听着这些说辞,若秋只觉得一阵窒息,他万万没想到黎远现在竟然背靠的是绿石集团,而绿石跟江沅居然一直以来是竞争对手,他差一点就要干出胳膊肘往外拐的蠢事了。
“哎呀,既然大家都在忙美术馆的项目,又都在艺术圈,私下里互相交个朋友也行,偶尔可以吃个饭什么的。”叶琼棠看着气氛不对,赶紧接了一句俏皮话,“我这个闲人不蹭白不蹭,黎老师,到时候美术馆开了可得记得帮我留张票。”
“那是一定的。”黎远对她笑了笑。
一顿饭吃得气氛诡异。
到离席时,出于礼貌,若秋本想送黎远到楼下,于鹰却一直揽着他的肩膀,没有用力,但无形中却有一种被摁得死死的感觉,他只好作罢,向黎远挥了挥手道别。
送完客走到电梯里,于鹰就松开了手,若秋向边上挪了一步,挨到了电梯边上。
两人一左一右站着,直到楼顶也没有彼此说一句话。
到家后,若秋脱下身上的外套,他刚想递给于鹰,于鹰却一言不发地径直上了二楼,他只好把衣服挂在玄关,自己回到一楼的次卧。
在床上蜷缩了一会儿,胃一阵又一阵地难受,也不知道翻来覆去折腾了多久,胃还是没消停,若秋只好起身,去厕所吐了个干净。
可能是吐得动静有点大,若秋摇摇晃晃地从马桶边站起来,于鹰不知什么时候站到了厕所门边,正靠在门框上看着他。
“跟黎远可以吃好几顿饭,跟我一起吃一顿就吐了。”
于鹰的语调依旧冰冷,若秋走到洗漱台前,捧着清水漱口,他说不出话,喉咙一阵干涩,又接连干呕了几声。
“他很清楚美术馆项目的事情。”于鹰继续在边上说道,“你被他利用了。”
终于抑制住呕吐感,若秋双手撑在洗漱台前,低垂着头解释,“布山在圈里出了名的脾气古怪,只有熟人才有他的联系方式,可能他是碰壁了,才会想通过我找布山。”
“你不用为他找借口,他知道你现在在于家。”于鹰倚靠着门框,双手抱胸,语气越发的冷,“不过我很好奇,他居然敢找你。”
若秋扭过头看他。
“他看起来很有把握。”于鹰盯着若秋的眼睛,话里有话。
“毕竟我高中时还是他学生。”若秋抹了把下巴上的水珠,朝着外头走了几步,一个站立不稳,险些往地上跌去。
于鹰一手揽住了他的腰。
若秋勉强靠在他肩膀上稳了稳身子,他想挪开于鹰的手臂,于鹰低沉的嗓音却在耳边响起。
“他给了你什么好处?”
第五章 漆黑
就像心脏突然被一只手攥紧,若秋微微睁大了眼,望向于鹰的眼眸。
于鹰也正定定地望着他,如此的近距离,于鹰洞悉的眼神似乎就要直接剐到他的脑海里。
“没什么。
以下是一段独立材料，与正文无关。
Issue #9949, opened 2026-07-22
Intermittent cross-worktree PTY teardown when opening an embedded browser


bbingz:
## Summary

Opening an **embedded browser tab** inside Orca mass-killed **every agent PTY session across all worktrees** in a single ~1.5 s burst. The app did **not** quit, relaunch, crash, or reload — the main window stayed up the whole time. All running agents were lost mid-work.

This is **not** the auto-update path (stablyai/orca#8261): there was no update install, no relaunch, and the renderer process kept running continuously across the kill.

## Environment

* Orca **1.4.150** (build 1.4.150), macOS arm64, `/Applications/Orca.app` (packaged, not `--serve`)
* Shared local daemon (protocol v24), ~20 worktrees with live agent sessions

## Steps to reproduce (reported)

1. Have many worktrees open, each with a live agent terminal (Claude/Codex/etc.).
2. Open an **Orca embedded browser tab** (new web-page tab inside the app).
3. → All agent terminals across **every** worktree die at once; the app keeps running.

Reporter is confident the main window did **not** restart or flash and no update prompt appeared.

## Evidence (from `~/Library/Application Support/orca/logs`)

**daemon.log** — 25 sessions force-killed in ~1.5 s, spanning every worktree (session names redacted):

```
14:04:33.211  session-killed  <repo>/…@@…  immediate=true
14:04:33.300  session-killed  <repo>/…@@…  immediate=true
14:04:33.407  session-killed  <repo>/…@@…  immediate=true
...            (25 session-killed total, ~20 distinct worktrees)
14:04:33.721  session-killed  <repo>/…@@…  immediate=false   ← graceful close first…
14:04:33.927  session-killed  <repo>/…@@…  immediate=true     ← …then force-kill (two-phase)
14:04:34.417  session-killed  <repo>/…@@…  immediate=false
14:04:34.585  session-killed  <repo>/…@@…  immediate=true
14:04:34.9xx  session-exited  …  code=0     (for all)
```

The mixed signature — a **graceful** `immediate:false` **close-wave followed by forced** `immediate:true` **kills** — matches `runKillAllTerminalSurfaces()` (close terminal surfaces, then `killDaemonSessions()`), i.e. an app-surviving *global* daemon kill, **not** a per-worktree teardown (which force-kills only) and **not** `killAllPty()` (quit/updater only).

**Ruled out:**

[...]

Issue #8261, opened 2026-07-11
[Bug]: App silently quits without any warning when auto-update installs — kills all active PTY sessions mid-work


iridite:
## Summary

When Orca's auto-updater finishes downloading a new version in the background, it immediately quits and installs without showing any confirmation dialog or warning to the user. All active terminal sessions, agent sessions, and PTY processes are forcibly killed at the moment of quit. From the user's perspective the app simply disappears mid-work with no explanation.

---

## Environment

- **OS**: macOS 26.4 (Darwin 25.4.0 arm64e)
- **Hardware**: MacBook Air M5, 24 GB RAM (Mac17,3)
- **Orca versions where this was observed**: v1.4.134 install (from v1.4.128), v1.4.135 install (from v1.4.134)

---

## Confirmed Occurrences

Both events were captured in `~/Library/Application Support/orca/logs/main.trace.ndjson` as `updater.install` spans.

### Occurrence 1 — Install of v1.4.134

**Timestamp**: 2026-07-10 23:00:08 CST  
**Running version at time of quit**: v1.4.128  
**Installed version**: v1.4.134  

Event chain recorded in trace:
```
pre_quit_cleanup_start
pre_quit_cleanup_done
native_quit_and_install_invoked
local_pty_kill_all              ← all terminal/PTY sessions forcibly killed
window_close_listeners_removed
```

The session that was running at the time (started 07-10 22:40, 20 minutes prior) was terminated with no warning.

### Occurrence 2 — Install of v1.4.135

**Timestamp**: 2026-07-11 13:51 CST  
**Running version at time of quit**: v1.4.134  
**Installed version**: v1.4.135  

Same event chain. The session had been running for 64 minutes with an active agent (heap at 87 MB, mid-task).

---

## Update Download Behavior

The updater downloads silently in the background. Evidence from the updater cache:

```
~/Library/Caches/orca-updater/pending/Orca-1.4.135-arm64-mac.zip  (189 MB, downloaded 2026-07-11 14:55)
~/Library/Caches/Homebrew/Cask/orca--1.4.133.dmg
~/Library/Caches/Homebrew/Cask/orca--1.4.128.dmg
```

As of 2026-07-11 14:55, a new update zip is already staged in the pending directory. This means another silent quit-and-install is imminent whenever Orca decides to apply it.

---

## Impact

1. **All PTY sessions killed** (`local_pty_kill_all`) — any running terminal commands, build processes, or agent tasks are lost without warning
[...]

PR #10013, opened 2026-07-22
fix(terminals): attribute mass terminal kills and confirm bulk orphan sweep (#9949)

bbingz:
Addresses #9949 — implements both asks from the issue: make every mass-terminal-kill path attributable in one log read, and put a confirmation gate on the one bulk kill that had none.

## Background

On 2026-07-22T14:04:33Z, ~25 daemon PTY sessions across ~20 worktrees were killed in ~1.5 s by a sequential per-terminal close storm executed through the desktop app, while the app itself stayed alive (continuous renderer heartbeat, no daemon restart, no new daemon client). Post-incident forensics ruled out the updater (#8261), Manage-Sessions/status-bar killAll, mass worktree sleep (zero keepHistory checkpoints, no sleep records), and agent hibernation (feature flag off). The kill signature matches per-session `pty:kill` (`immediate:true`) plus a `terminal.close` → `RuntimePtyController.kill` (`immediate:false`) leg for runtime-tracked terminals.

The investigation dead-ended on **attribution**: the daemon's `session-killed` log carries no client/request identity, none of the renderer's mass-kill entry points leave a breadcrumb, and runtime RPC dispatches (orca-cli / paired devices — two were active that day) log nothing durable. This PR closes that gap so the next occurrence is diagnosable from the logs directly.

## Changes

**Daemon** (`daemon-server.ts`): the `session-killed` log line now includes `clientId` and `requestId`. (`keepHistory` is not in the kill protocol payload; the protocol is untouched.)

**Renderer** — one best-effort `terminal_mass_kill` crash-breadcrumb per invocation (never per session) at every mass-kill entry point, landing in the persisted `renderer.breadcrumb` trace:

| source | site |
|---|---|
| `kill-all-surfaces` | `runKillAllTerminalSurfaces` (injectable dependency, tested) |
| `worktree-sleep` | `runSleepWorktrees` (covers UI multi-sleep and externally-relayed `ui:sleepWorktree`; single producer, no relay-site duplicate) |
| `hibernation` | `runAgentHibernationTick` when candidates > 0 |
| `orphan-sweep` | bulk orphan kill on confirm |

**Runtime RPC** (`runtime-rpc.ts`): dispatches of kill-capable methods (`terminal.close/closeTab/stop/stopExact`, `session.tabs.close`, `agentTeams.tmuxCompat`, `worktree.sleep/rm`) log one attribution line with the calling device id/name/scope on **both** transports — WebSocket (paired devices) and the local socket (orca-cli), the latter with a synthetic `local-socket` origin. Ids-only target summary, no payload dumps.

**Resource Manager** (`ResourceUsageStatusSegment.tsx` + new `orphan-terminal-kill-gate.ts`): the bulk "Kill N orphan terminals" button no longer kills on click. It stages the orphan snapshot and opens a confirmation dialog; kills run only from confirm, which **re-filters against live tab bindings** so a session adopted by a tab while the dialog sits open is never swept (the no-confirm path was the #8459 hazard). Per-row single-session kill is unchanged. New strings localized in es/ja/ko/zh following the file's existing conventions.

## Out of scope

No kill-semantics or ordering changes; no daemon protocol changes; the underlying external trigger of the 2026-07-22 incident remains unidentified — this instrumentation is what identifies it next time.

## Testing

- 103 tests pass across the 6 touched/new test files, including: daemon attribution (red-green verified), WS + local-socket audit emission, negative test on a read-only allowlisted method, breadcrumb count assertions, orphan-gate stages-without-killing, rebind-before-confirm never kills, hibernation tick candidates>0/=0.
- `tsc` node + web projects: no errors. `oxlint`: clean. max-lines ratchet: no new bypasses. Localization catalog + locale parity: pass (coverage check fails only on 3 pre-existing `ai-vault` strings present on the base commit).
- Reviewed by a multi-agent pass (correctness + hygiene + Codex); all 18 confirmed findings fixed, including auditing the local-socket transport, the `agentTeams.tmuxCompat` kill path, and the confirm-time rebind race.


bbingz:
Updated per @AmethystLiang's recommendations on the issue (https://github.com/stablyai/orca/issues/9949#issuecomment — 18:09Z comment):

- **"log a reason/correlation ID so a repeat tells us exactly which action initiated every kill"** — covered: daemon `session-killed` now carries `clientId` + `requestId`; every renderer mass-kill entry emits a `terminal_mass_kill` breadcrumb; and as of 3f6e39f the kill-capable RPC dispatch audit is **persisted through the durable crash-breadcrumb store** (which also lands in the trace file), not just console — a packaged GUI launch discards stdout, which is exactly where the original incident ran.
- **"guard both global and individual PTY-kill IPC paths"** — the global paths are guarded/attributed here (incl. the previously confirmation-less bulk orphan sweep). Per-call `reason` threading through the individual `pty:kill` IPC was deliberately left out to keep this diff surgical; happy to do it as a follow-up if you want it in one go.
- **"E2E tripwire asserting browser actions emit zero PTY-kill RPCs"** — agreed and not in this PR; it needs an IPC-observation hook in the e2e harness that doesn't exist yet. Sketch: expose a test-only counter on `pty:kill`/`terminal.close` dispatches, drive N embedded-browser tab opens via the existing electron-headless project, assert counter stays 0. Can file a follow-up issue/PR for it.

Also `agentTeams.tmuxCompat` is now audited only for `kill-pane`/`kill-window`/`kill-session` subcommands so the high-volume compat polling (`list-panes` etc.) doesn't spam the audit.

bbingz:
Rebased onto current `origin/main` (`72a0a4dbb8`).

Conflict resolution (2nd commit only):
- `runtime-rpc.ts`: kept main's `DeviceEntry` import and this PR's `recordDurableCrashBreadcrumb` import
- `runtime-rpc.test.ts`: kept main's `DEVICE_REGISTRY_FILENAME` / `E2EE_KEYPAIR_FILENAME` imports and this PR's `getCrashBreadcrumbSnapshot` import

Focused tests green (109): kill-attribution, runtime-rpc, orphan-kill-gate, kill-all surfaces, sleep-worktree, hibernation coordinator.

Heads: `2b585c933a` + `b1a6dd069f` (ahead=2 behind=0 vs main).

bbingz:
## Restack note

Rebased onto latest `main` (force-with-lease). Both commits applied cleanly.

**Scope (unique vs main):**
- Daemon `session-killed` + client/request attribution for mass-kill diagnosis (#9949)
- Confirm gate + rebind re-filter for bulk orphan sweep
- Kill-capable RPC durable audit

**Coordinates with (do not duplicate UX):**
- **#9752** — Windows Job Object *how* trees die after authorized kill
- **#8467** — Resource Manager *review which unbound shells are idle* before cleanup (classification UI)
- **#8888** — soft-deny / rate-limit *policy* for unattributed destructive closes (not a second orphan-confirm dialog)

Prefer one confirm surface for orphan/unbound bulk actions: this PR’s confirm gate for orphan sweep; #8467’s review dialog for idle-shell classification. #8888 should soft-deny at the protocol layer without adding a third confirm modal.

OrcaWin:
Superseded by #10129. The deterministic mixed-generation harness reproduces the burst through sequential reasonless `session.tabs.close` requests from a stale paired desktop viewer; the orphan-sweep confirmation guard in this PR does not intercept that RPC path. #10129 refuses the ambiguous legacy runtime request while preserving explicit current-runtime and legacy-mobile closes, and intentionally omits these diagnostics. Please review #10129 rather than merging this PR.

bbingz:
Closing in favor of #10129 per @OrcaWin's review — agreed that the orphan-sweep confirmation guard here does not intercept the `session.tabs.close` RPC path that actually produces the burst, so #10129 is the correct fix.

Noting for the record that the kill-attribution diagnostics in this PR (daemon-side attribution audit + the `kill-all` confirm gate) are intentionally omitted from #10129. Happy to re-propose them as a separate, smaller PR if they are wanted once #10129 lands — otherwise this can stay closed.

”若秋率先避开了视线,推开于鹰的手臂,凭借自己的力气站稳,“我以后不会跟他见面了。”
于鹰没有再说话,似乎在咀嚼这句话里的意思。
若秋绕过他身侧。
“你忘了很多事。”于鹰的声音在背后响起,“不要对以前认识的人毫无防备。”
若秋的脚步顿了顿,于鹰并没有等他说什么,而是擦身而过,走向了楼梯。
待于鹰走上二楼后,若秋才向旁边横跨了一步,靠着墙无力地站了会儿,才慢慢挪回了房间,倒到床上。
昏昏沉沉躺了许久,恶心头晕的感觉又起来了,若秋将脸埋在枕头里,痛苦地绞着身子,他换了好几个姿势都没法睡踏实,只好坐起身靠着床。
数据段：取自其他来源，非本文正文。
PR #10012, opened 2026-07-22
fix(terminal): bound parse-deferred remote flow

OrcaWin:
## Summary

This is a direct-to-`main` follow-up to merged #9683 and commit `b606117ee`. It preserves the parsed-or-intentionally-discarded ACK contract and adds the bounded flow-control, cleanup, fairness, and performance work needed for production remote terminals.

这并不是晚餐的问题,也不是胃的问题,更不是黎远的问题,只是一想到马上就在眼前的希望被一下子覆灭,他就浑身丧失了力气。
若秋抓着头发坐了会儿,伸手缓慢拉开了床头柜的抽屉。
抽屉里的颜料依旧色彩美丽。
他歪着头,扯着嘴角露出一个似哭似笑的表情。
自从有了这些瓶瓶罐罐,他每天都会魔怔一般地拉出抽屉看一眼。
如果没有黎远偷偷给他颜料,他都不知道自己到底该以什么存活,这些颜料就像是续命的药,救活了他原本濒死的精神世界。
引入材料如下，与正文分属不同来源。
PR #9997, opened 2026-07-22
feat(dashboard-popout): size the terminal dialog's PTY to the dialog grid

brennanb2025:
## What

The experimental agent-dashboard popout's terminal dialog previously rendered the pane's serialized frame at its **original** cols/rows and CSS-scaled it down to fit — shrunken, blurry, and sized by the main window rather than the dialog. The dialog now **claims the PTY grid for its own box**: the PTY reflows to the dialog's dimensions and renders crisp and full-size, exactly like a normal terminal.

## How

- Reuses the existing **remote-desktop viewer registry** (`updateRemoteDesktopViewer` / `unregisterRemoteDesktopViewer`) with a synthetic `dashboard-popout:<contentsId>` viewer key — the dialog is just another remote viewer of the shared PTY:
  - main-window pane parks under the established `remote-desktop-fit` hold (no lock banner, input still shared), and reclaims its geometry when the claim is released (dialog close, unsubscribe, or popout window destruction);
  - a phone-driven PTY keeps the floor — the claim politely loses and the dialog falls back to the previous scale-to-fit rendering.
- New popout-gated `terminalPreview:fit` IPC; claims tracked per webContents so they can never leak past the window's lifetime.
- `TerminalPreviewOutputStream.requestResync()` + a `subscribeToTerminalResize` hook: **any** grid change under a live preview stream (fit landing, host reclaim, phone takeover) pushes a resync so the dialog repaints from a snapshot at the new grid. This also fixes a pre-existing bug where the open dialog garbled if the pane resized under it.
- Renderer `preview-grid-claim.ts`: measures the cell size from `.xterm-screen` layout dims (transform-immune), computes the grid the box holds (clamped to the runtime's 20–240 × 8–120 viewport range), debounced 200 ms, and keyed by target dims — an unchanged target is never re-requested, so a host/phone taking the grid back cannot start a resize tug-of-war.
- `preview-clipboard-shortcuts.ts` extracted verbatim from `AgentTerminalPreview` (max-lines cap).

## Evidence (live Electron QA, real zsh PTY)

`stty size` in the shared PTY proves the grid at each step.

**1. Before — main pane owns the grid (58×135):**

**2. Popout board with the agent card:**

**3. Dialog open — PTY reflowed to the dialog grid (33×107), terminal fills the dialog at scale 1 (screen 902×528 in a 906×536 box, no CSS transform):**

**4. Main pane during the hold — same content at the held grid, no garbling, no lock banner:**

[...]

PR #10018, opened 2026-07-23
fix(types): concrete Stats over Awaited<ReturnType<typeof stat>> (unbreaks main verify)

nwparker:
## Description
`main`'s `verify` job is currently red for **every** freshly-run PR (confirmed on unrelated PRs #10012, #9997, plus the in-flight perf PRs #9841/#9849/#9882) with:

```
src/main/ipc/worktree-common-git-directory.ts(18,20): error TS18048: 'value' is possibly 'undefined'.
src/main/skills/skill-installation-topology.ts(33,25): error TS18048: 'fileStat' is possibly 'undefined'.
… (8 errors total)
```

### Root cause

本来再过不久,等颜料集齐,他就又能重新拿起画笔画画了,就只差那么一点点……
若秋把头埋进臂弯。
毫无征兆地,耳边忽然响起短促的一声蜂鸣,手颤抖了一下,若秋缩起肩膀,仿佛被针扎了一下。
他立刻关上抽屉,警惕地环顾四周,周围什么人都没有。
也是,在这个家只有他和于鹰,当然不会有别人。
呼吸变得有些急促,若秋劝自己不要胡思乱想,忽然间,耳旁的蜂鸣声就跟炸开了一般咆哮了起来,伴随着凄厉的尖叫声一起向他涌来。
若秋顿时觉得浑身发冷,这跟刚才在露台上的冷不一样,这种冷就像是来自地狱,他低头朝自己身周看去,床上不知怎的变成了一片黑色的泥潭,好多只黑色的手从里面张牙舞爪地伸了出来,蔓延过他脚踝的每一寸皮肤,从腿部一路向上,他透不过气,觉得自己即将被这些黑影吞噬。
若秋几乎是从床上滚落到地上,浑身都控制不住地颤抖,他勉强站起,挨着墙从卧室挪到了大门边,猛地打开了门。
电梯走廊亮着灯,墙壁上却嵌着无数只眼睛,每一只眼都朝着他望了过来。
压抑住快要从喉咙迸发的尖叫,若秋伸出手,手指不断地叩着电梯按键,在电梯门打开的一瞬间,他立刻冲了进去,蹲在角落捂住了耳朵。